Die extrazelluläre Erschöpfung von fluoreszenzmarkierter Glukose korreliert mit der Glukoseaufnahme und könnte für das Hochdurchsatz-Screening der Glukoseaufnahme in ausgeschnittenen Organen und Zellkulturen verwendet werden.

Abstract

Die anhaltende weltweite Diabetes-Epidemie erhöht die Nachfrage nach der Identifizierung von umweltbedingten, ernährungsphysiologischen, endokrinen, genetischen und epigenetischen Faktoren, die die Glukoseaufnahme beeinflussen. Die Messung der intrazellulären Fluoreszenz ist eine weit verbreitete Methode, um die Aufnahme von fluoreszenzmarkierter Glukose (FD-Glukose) in Zellen in vitro zu testen oder um glukoseverbrauchende Gewebe in vivo abzubilden. Dieser Assay bewertet die Glukoseaufnahme zu einem ausgewählten Zeitpunkt. Die intrazelluläre Analyse geht davon aus, dass der Stoffwechsel von FD-Glukose langsamer ist als der von endogener Glukose, die an katabolen und anabolen Reaktionen und Signalen beteiligt ist. Der dynamische Glukosestoffwechsel verändert jedoch auch die Aufnahmemechanismen, was kinetische Messungen der Glukoseaufnahme als Reaktion auf verschiedene Faktoren erfordern würde. Dieser Artikel beschreibt eine Methode zur Messung des extrazellulären FD-Glukose-Abbaus und validiert ihre Korrelation mit der intrazellulären FD-Glukose-Aufnahme in Zellen und Geweben ex vivo. Der extrazelluläre Glukosemangel kann potenziell für kinetische und dosisabhängige Hochdurchsatzstudien sowie für die Identifizierung von Verbindungen mit glykämischer Aktivität und ihren gewebespezifischen Wirkungen geeignet sein.

Introduction

Die Nachfrage nach der Messung der Glukoseaufnahme steigt zusammen mit der dringenden Notwendigkeit, einen epidemischen Anstieg einer Vielzahl von Krankheiten, die vom Glukosestoffwechsel abhängen, anzugehen.
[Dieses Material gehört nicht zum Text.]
PR #2122, opened 2024-09-02
[Turbo] Render TurboStream (wip)

### LINKED ISSUE #2068: [Feature Idea] [Turbo Streams] [ux-turbo] Render view as Turbo Stream
# Preface
Before I dive in, to give some context I am dealing with the issue described below, and have implemented a solution, but I am not sure if this is the best approach, and I'm not even sure that I'm not misusing something in a way that creates the issue.
I am working on a project that is transitioning to using Symfony UX. We transitioned all the JS to Stimulus, and are making the application progressively more SPA-like with Turbo. A big part of that is using streams.

# The problem

## 1) Explosion of .turbo.stream.html.twig files
Often times I need to update a small piece of the page and find myself taking that piece of twig, splitting it as a partial and then including that in the original twig, and in a new twig with .turbo.stream in the name that looks like this:
```twig
<turbo-stream action="replace" target="smallPiece">
    <template>
        {{ include('_smallPiece.html.twig', parameters) }}
    </template>
</turbo-stream>
```
Soon the codebase became littered with those tiny turbo-stream wrapper files.
However there are also a few instances where I have more than one of these streams in the same twig.

## 2) Setting the request format when responding with a Turbo Stream
This is a minor complaint, but ties in with the proposal very well. My gripe here is that whenever I am converting a response to a turbo stream I need to remember to DI the Request and do `$request->setRequestFormat(TurboBundle::STREAM_FORMAT);`
This feels like a chore and adds visual clutter. I would much prefer to have a separate rendering method that would take care of it.

```PHP
public function renderSmallPiece(Request $request): Response
{
    $request->setRequestFormat(TurboBundle::STREAM_FORMAT);
    
    return $this->render('_smallPiece.turbo.stream.html.twig', ['param' => 'value']);
}
```

# The solution

I have a working solution, that may soon become the standard in my organisation, but I figured it's a good idea to pitch it here and see if there is a better approach, or get confirmation that I'm on the right track. If there is interest I will polish it up and submit a PR soon.

The proposed solution is a renderAsStream method as described above that is similar to the render method but takes two extra parameters - action and target. It wraps the view with the turbo-stream and template tags, and then sets the response's 'Content-Type' to TurboBundle::STREAM_MEDIA_TYPE, also eliminating problem 2).

Considering the case for multiple streams in the same response I also created a renderTurboStreams method that takes a collection of streams (defined by target, action, view, parameters) and renders them all the same way as above, but in one response.

The example above would become:
```PHP
public function renderSmallPiece(): Response
{
    return $this->renderAsStream('smallPiece', TurboAction::REPLACE, '_smallPiece.html.twig', ['param' => 'value']);
}
```

My current implementation depends on the abstractController from the framework bundle. It looks something like this:

```PHP
protected function renderTurboStreams(TurboStreamCollection $streams): Response
{
    $response = $this->render('TurboResponse/turboStreamsView.html.twig', ['streams' => $streams->all(),]);
    $response->headers->set('Content-Type', TurboBundle::STREAM_MEDIA_TYPE);
    
    return $response;
}
```

The $streams parameter is an array of TurboStream objects - readonly with target, action, view, parameters
The turboStreamsView iterates over them and wraps each one with the turbo-stream and template tags with the corresponding action and target.

## **NB**
**This was done to prevent code duplication from the render method. However it means the new functionality must either be added to the AbstractController, or as my current solution it lives in TurboAbstactController which extends the frameworkBundle's AbstractController. Since the frameworkBundle is decoupled from the UX stuff I guess this is more plausible.  
In order to use this one would only need to change their controllers to extend the new TurboAbstractController**
---

The renderAsStream method is just a shorthand for when you only need one stream. It takes (target, action, view, parameters), creates a TurboStream object from the parameters, adds it to a collection and invokes the renderTurboStreamsMethod:

```PHP
protected function renderAsStream(string $target, TurboAction $action, $view, array $parameters = []): Response
{
    $streams = (new TurboStreamCollection())->add($target, $action, $view, $parameters);
    
    return $this->renderTurboStreams($streams);
}
```

It only serves the purpose of reducing boilerplate

The example from above:
```PHP
public function renderSmallPiece(): Response
{
    return $this->renderAsStream('smallPiece', TurboAction::REPLACE, '_smallPiece.html.twig', ['param' => 'value']);
}
```
can use the other method instead:
```PHP
public function renderSmallPiece(): Response
{
    return $this->renderTurboStreams(
        (new TurboStreamCollection())
            ->add('smallPiece', TurboAction::REPLACE, '_smallPiece.html.twig', ['param' => 'value'])
    );
}
```

and in the case of needing more than one stream:
```PHP
public function renderSmallPiece(): Response
{
    return $this->renderTurboStreams(
        (new TurboStreamCollection())
            ->add('smallPiece', TurboAction::REPLACE, '_smallPiece.html.twig', ['param' => 'value'])
            ->add('otherPiece', TurboAction::REPLACE, '_otherPiece.html.twig', ['param' => 'value'])
    );
}
```

I am curious if others have the same issue and if so do you find this useful.
If there is a fundamental flaw in my approach that I've overlooked please let me know.
If I am overthinking this and missing an easy solution please point me in the right direction.
If this is the right direction, but there is a better way I or some tweaks are needed I would welcome community feedback.

If there is interest in this I can release it as a bundle soon, and in the ideal scenario it will become an official part of the Symfony UX initiative

DRaichev:
| Q             | A
| ------------- | ---
| Bug fix?      | no
| New feature?  | yes
| Issues        | Fix #2068 
| License       | MIT

This is a WIP to aid in further discussions of the RFC implementation

@smnandre As discussed in #2068 I have opened a PR with some rough outline of the implementation

It is far from ready, but I think it is a good start. I can continue to work on this, but I will need some direction.
I understand now what you meant earlier - the bundle is an independent component not tied to the symfony framework's AbstractController, nor HttpFoundation nor even Twig

So I think my initial concept should be split into 2 parts - one is the abstract implementation of rendering streams, or rather wrapping a view in a turbo stream, and the other part should be specific to the full-fat symfony framework and it will  build on top of the first to provide an easy way to go from a bunch of turbo streams to a HttpFoundation\Response with the correct content type, etc.

### DIFF
--- a/src/TurboStreamRender/src/Core/TurboStream.php
+++ b/src/TurboStreamRender/src/Core/TurboStream.php
@@ -1,0 +1,19 @@
+<?php
+
+declare(strict_types=1);
+
+
+namespace src\Core;
+
+use src\Enum\TurboAction;
+
+readonly class TurboStream
+{
+    public function __construct(
+        public string $target,
+        public TurboAction $action,
+        public string $view,
+        public array $parameters,
+    ) {
+    }
+}
--- a/src/TurboStreamRender/src/Core/TurboStreamCollection.php
+++ b/src/TurboStreamRender/src/Core/TurboStreamCollection.php
@@ -1,0 +1,39 @@
+<?php
+
+declare(strict_types=1);
+
+
+namespace src\Core;
+
+use src\Enum\TurboAction;
+
+class TurboStreamCollection
+{
+
+    /**
+     * @param TurboStream[] $streams
+     */
+    public function __construct(private array $streams = [])
+    {
+    }
+
+    public function add(string $target, TurboAction $action, $view, array $parameters = [])
+    {
+        return $this->addStream(new TurboStream($target, $action, $view, $parameters));
+    }
+
+    public function addStream(TurboStream $stream): self
+    {
+        $this->streams[] = $stream;
+
+        return $this;
+    }
+
+    /**
+     * @return TurboStream[]
+     */
+    public function all(): array
+    {
+        return $this->streams;
+    }
+}
--- a/src/TurboStreamRender/src/Core/TurboStreamRenderer.php
+++ b/src/TurboStreamRender/src/Core/TurboStreamRenderer.php
@@ -1,0 +1,68 @@
+<?php
+
+declare(strict_types=1);
+
+namespace src\Core;
+
+use src\Enum\TurboAction;
+use TurboStreamRendererInterface;
+
+class TurboStreamRenderer implements TurboStreamRendererInterface
+{
+    /**
+     * This is a hacky way to reuse the code of renderView form AbstractController - just pass the method as a callable to the renderer constructor.
+     * @var callable $renderer
+     */
+    protected $renderer = null;
+
+    public function __construct(callable $renderer)
+    {
+        $this->renderer = $renderer;
+    }
+
+    /**
+     * @throws \InvalidRendererException
+     */
+    public function renderView(string $view, array $parameters = []): string
+    {
+        try {
+            $renderer = $this->renderer;
+            return $renderer($view, $parameters);
+        }catch (\Throwable $e) {
+            throw new \InvalidRendererException($e->getMessage(), $e->getCode(), $e);
+        }
+    }
+
+    public function renderAsStreamView(string $target, TurboAction $action, string $view, array $parameters = []): string
+    {
+        $streams = (new TurboStreamCollection())->add($target, $action, $view, $parameters);
+
+        return $this->renderTurboStreamsView($streams->all());
+    }
+
+    /**
+     * @throws \InvalidRendererException
+     */
+    public function renderTurboStreamsView(array $streams): string
+    {
+        $response = "";
+        foreach ($streams as $stream) {
+            $content = $this->renderView($stream['view'], $stream['parameters']);
+            $response .= $this->wrapWithTurboStream($stream['target'], $stream['action'], $content);
+            $response .= "\n";
+        }
+
+        return $response;
+    }
+
+    private function wrapWithTurboStream(string $target, TurboAction $action, string $content): string
+    {
+        return <<<HTML
+        <turbo-stream action="$action->value" target="$target">
+            <template>
+                $content
+            </template>
+        </turbo-stream>
+        HTML;
+    }
+}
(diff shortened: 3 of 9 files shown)


smnandre:
Nice, thank you!

Could you change the PR status to DRAF, that way everyone knows it's a work-in-progress ? 

I think the best now would be some examples of what it would allow (like concrete scenarios / usages, showing the final goal and where the DX / entrypoints would be used/called) 

I'll have a better look later in the week :)

javiereguiluz:
Question: is this idea something we still want to do ... or is it enough with the changes that we merged in #2227 and #2196?

DRaichev:
> Question: is this idea something we still want to do ... or is it enough with the changes that we merged in #2227 and #2196?

I think the referenced changes cover 90% of what I wanted to achieve.
In fact it is very similar to what I had as a WIP implementation at my company.

In terms of UX what's missing/different is the ability to render a twig file.
With those new changes you can use the TurboResponse and pass it streams, but they can only get rendered html.

What I'd like to do is pass a .twig file along with the required params, and the turbo action and it would render the twig to html, wrap that in a turbo stream and then wrap the stream(s) in the TurboResponse.

What I did in my internal WIP is make a render function that uses the regular render and takes the content of that and adds it. I can do the same now, but it is kind of ugly. 
I am using the full symfony framework and I would like to use the abstract controller's methods, but they are private and on top of that some of the logic is split in a way that makes it inconvenient to reuse.

As an intermediate step I will use the improvements added in #2196 and #2227.
In order to achieve my vision some code would need to change in the framework-bundle AbstractController which I think is outside of the scope/control of this community, but if you have any advice, or think it is possible I'd appreciate it. If not I think this issue & PR can be closed.

P.S.

One more thing - the current implementation also has no generic action (only the predefined turbo actions) and what's more the class is marked as final, which does not allow me to add support for more actions. I think the wrap function should be public or have a public function "custom" that exposes the functionality. 

I really like this library: https://github.com/marcoroth/turbo_power
It adds additional simple actions for example I use set/delete attributes to control enable/disable UI elements

Maybe this should be added, while my other idea can be ditched as it is too dependent on the framework bundle / specific renderer implementation

DRaichev:
Since this overlaps some functionality implemented in #2196, the difference is moved to another PR #2298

Zugrunde liegende Mechanismen von degenerativen Stoffwechselerkrankungen, neurologischen und kognitiven Störungen1, entzündlichen 2 und Infektionskrankheiten3, Krebs4,5 sowie Alterung6, hängen vom Glukosestoffwechsel für Energie und deren Speicherung, anabole Prozesse, Protein- und Genmodifikation, Signalisierung, Regulation von Genen und Nukleinsäuresynthese und Replikation ab 7,8,9 . Diabetes mellitus (DM) steht in direktem Zusammenhang mit einer Fehlfunktion der Regulation der Glukoseaufnahme. DM ist ein Spektrum chronischer Krankheiten wie Typ-1-, -2- und -3-Diabetes mellitus, Schwangerschaftsdiabetes, Altersdiabetes der Jungen und andere Arten dieser Krankheit, die durch Umwelt- und / oder genetische Faktoren induziert werden. Im Jahr 2016 zeigte der erste globale Bericht der WHO über Diabetes, dass sich die Zahl der Erwachsenen, die mit der am weitesten verbreiteten DM leben, seit 1980 auf 422 Millionen Erwachsene fast vervierfachthat 10, und diese Zahl der DM-Patienten ist in den letzten Jahrzehnten exponentiell gestiegen. Allein im Jahr 2019 wurden schätzungsweise1,5 Millionen Todesfälle direkt durch 10 DM verursacht. Dieser dramatische Aufschwung ist auf den Anstieg der Typ-2-DM und die Bedingungen zurückzuführen, die sie antreiben, einschließlich Übergewicht und Fettleibigkeit10. Die COVID-19-Pandemie zeigte einen zweifachen Anstieg der Mortalität bei Patienten mit DM im Vergleich zur Allgemeinbevölkerung, was auf die tiefgreifende, aber wenig verstandene Rolle des Glukosestoffwechsels bei der Immunabwehrhindeutet 3. Prävention, Früherkennung und Behandlung von DM, Fettleibigkeit und anderen Krankheiten erfordern die Optimierung von Messungen der Glukoseaufnahme durch verschiedene Gewebe und die Identifizierung von Umweltfaktoren 11, Ernährung 12, endokrine13, genetische14 und epigenetische 15, die die Glukoseaufnahme beeinflussen.

In der Forschung wird die intrazelluläre und/oder Gewebeaufnahme von Glukose üblicherweise durch fluoreszenzmarkierte Glukose (FD-Glukose) in vitro 16,17,18 und in vivo 19 gemessen. FD-Glucose wurde zu einer bevorzugten Methode im Vergleich zu präziseren Methoden mit radioaktiv markierter Glukose 20, analytischer Massenspektroskopieanalyse 21, Metabolomik 22, Kernspinresonanzmethoden 23 und Positronenemissionstomographie/Computertomographie (PET/CT)5,24. Im Gegensatz zur Aufnahme von FD-Glukose können analytische Methoden, die mehr biologisches Material erfordern, eine mehrstufige Probenvorbereitung, teure Instrumente und komplexe Datenanalysen umfassen. Effektive und kostengünstige Messungen der FD-Glukoseaufnahme in Zellkulturen wurden in Proof-of-Concept-Experimenten verwendet und erfordern möglicherweise eine Validierung durch andere Methoden.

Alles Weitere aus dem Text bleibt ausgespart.